Further, it has a companion application called “Presenter” that will stream the desktop of another computer, making it a source for the Wirecast session. The system audio output of the Presenter computer is included in the stream. That means that I should be able to bring the Twelephone session into the Hangout. It’s not clear if the other end of the Twelephone session will get the hangout audio.

I rigged a small experiment to check this out. I ran Presenter on my aged HP laptop, streaming to a Wirecast session on my new Windows 7 Pro desktop. For the best possible result I connected the laptop to the gigabit wired network.

hp-compaq-8510p-compSadly, the results were not spectacular. The HP laptop has a high-resolution display, running at 1920×1080 pixels. It was an nVidia equipped “mobile workstation” and so quite impressive when new, but that was over four years ago.

The sad fact is that Presenter seemed to suffer a lot of latency delivering the laptop screen to the Wirecast session. Also, the frame rate was low. This would be no way to convey a Twelephone video call. Clearly, Presenter is intended for use bringing things like Powerpoint into a Wirecast session, not for relaying full-motion video.

My next experiment will involve an alternative to Presenter. I’ll be using the HDMI output of the laptop to bring it into the session by way of a Black Magic Design Intensity Pro HDMI capture card.

This Post Has 3 Comments
  1. “My next experiment will involve an alternative to Presenter.

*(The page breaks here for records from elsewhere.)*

Issue #198, opened 2021-02-04
Investigate ways to improve basic primitive speed


jon-chuang:
With some simple changes converting biginteger primitive iter ops to their unrolled counterparts, one obtains some decent results.

Hence, the hypothesis is that assembly could improve these results further.

Here are the results (with some anomalies I believe due to overly aggressive optimisations in the benchmark code):
![Screenshot from 2021-02-04 18-51-34](https://user-images.githubusercontent.com/9093549/106882917-41761380-671a-11eb-9c85-aa75cacd8cb4.png)
![Screenshot from 2021-02-04 18-49-26](https://user-images.githubusercontent.com/9093549/106882922-42a74080-671a-11eb-9869-5a52d69eec9c.png)

Pratyush:
See https://github.com/arkworks-rs/algebra/pull/199

I think https://github.com/rust-lang/stdarch/issues/666 also affects addition and subtraction, so we end up with non-optimal assembly:

![`add_nocarry` assembly](https://user-images.githubusercontent.com/3220730/106938907-68a9f200-66d4-11eb-96d6-7a062115a0c4.png)

jon-chuang:
Hmm, although this (adcx, adox etc) should affect mul due to requiring two carry chains, in theory, llvm can deal with single carry chains (as with adc). 

However, there are many questionable instructions here, such as `movzx` and `setb`. This could be artifacts from using u128. Hence, to obtain a cleaner assembly, I will investigate simply implementing assembly versions of the key functions.

I may also investigate if it is worth implementing cmp_less and cmp_greater functions to reduce the generality bloat required to define cmp.

Pratyush:
In that case, maybe we can just directly use the intrinsic? https://doc.rust-lang.org/core/arch/x86_64/fn._addcarryx_u64.html

jon-chuang:
Possibly. 

However, since we are already using assembly, it may pay to have greater control over the assembly that is produced.

For instance for `sub_noborrow` as well.

jon-chuang:
I think I will revamp the assembly framework so there are less weird artifacts from the time I went a little crazy with the proc macro stuff and trying to have a DSL syntax.

Overall, I think it's an ok alternative to generating .S, but now it's rather chaotic and ad hoc.

Pratyush:
For sub_noborrow, we have https://doc.rust-lang.org/core/arch/x86_64/fn._subborrow_u64.html

jon-chuang:
[...]

PR #204, opened 2021-02-05
Improve primitive biginteger operations

jon-chuang:
## Description

Details and benchmarks discussed here: https://github.com/arkworks-rs/algebra/issues/198
Related PR: https://github.com/arkworks-rs/algebra/pull/199, now #205 

---

write a little note why.

- [x] Wrote unit tests


weikengchen:
@Pratyush I think #205 and this one is solving the same issue and could be reconciled together.

ff/src/fields/arithmetic.rs
```diff
@@ -26,7 +26,6 @@ macro_rules! impl_field_mul_assign {
                 {
                     // Tentatively avoid using assembly for `$limbs == 1`.
                     if $limbs <= 6 && $limbs > 1 {
-                        assert!($limbs <= 6);
```
ValarDragon, line 29: should these just be `debug_assert`

jon-chuang: Well, it doesn't really achieve anything either way since the code will never execute and the assert will never fail.

I think pratyush add these things sometimes hoping that it would help rid of bounds checks that rustc introduces when indexing into slices. But, I have a feeling that indexing into arrays these bounds checks don't happen. 

Further still, in our case we are implementing assembly, so no such bounds checks exist by default.

So they should be removed.

ValarDragon: Alot of users do compile without assembly, since its inconvenient to do so. This isn't getting called in the assembly code path right?

ValarDragon: Edit: Sorry you're right this should definitely be removed. Didn't see the use_asm tag right above it. Great catch

ff/src/biginteger/macros.rs
```diff
@@ -119,8 +164,14 @@ macro_rules! bigint_impl {
             }
 
             #[inline]
+            #[ark_ff_asm::unroll_for_loops]
```
ValarDragon, line 167: I think we need to benchmark this change on larger fields as well?

jon-chuang: Yes, you are probably right. This will currently involve changing a lot of Cargo.toml files to point to my local repo. I'll try to fix some of the issues I find in this process.

jon-chuang:
Things I am not sure about: 
- necessity of removing derive(Eq)?

ValarDragon (commented):
All of these changes LGTM. Holding off on approving until we have confirmed performance improvements of always unrolling on varying field sizes.

Pratyush:
@ValarDragon this PR is subsumed by #205, minus the `is_zero` change (assembly is more compact for the iterator version at higher number of limbs, and at lower number of limbs it's unrolled)

ValarDragon:
I thought this PR also removed more `assert`s? I saw two removed here, but only one in the other PR. Let me recount though.

ValarDragon:
Recounted, it is indeed not fully subsumed. The assert for `mul_in_place` removed here is not removed in #205 atm.

jon-chuang:
closed in favour of #205

jon-chuang:
closed in favour of #205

I’ll be using the HDMI output of the laptop to bring it into the session by way of a Black Magic Design Intensity Pro HDMI capture card.” – wil u post it?

    1. In fact, this was how I tried to conduct the interview on the VUC call Dec 28th.

      We had it working on a test call Dec 27th, but when the morning of the VUC call came we could not get the Twelephone session to connect properly. There’s some guess that there was a NAT traversal issue.Consequently, I do not have a recording of that very session to upload.

      What is it that you want to see? I could do a simple experiment with another Twelephone call. If I can get it to behave more reliably I could record and post any twelephone call. Or any Skype call, Vsee call or Google Hangout for that matter.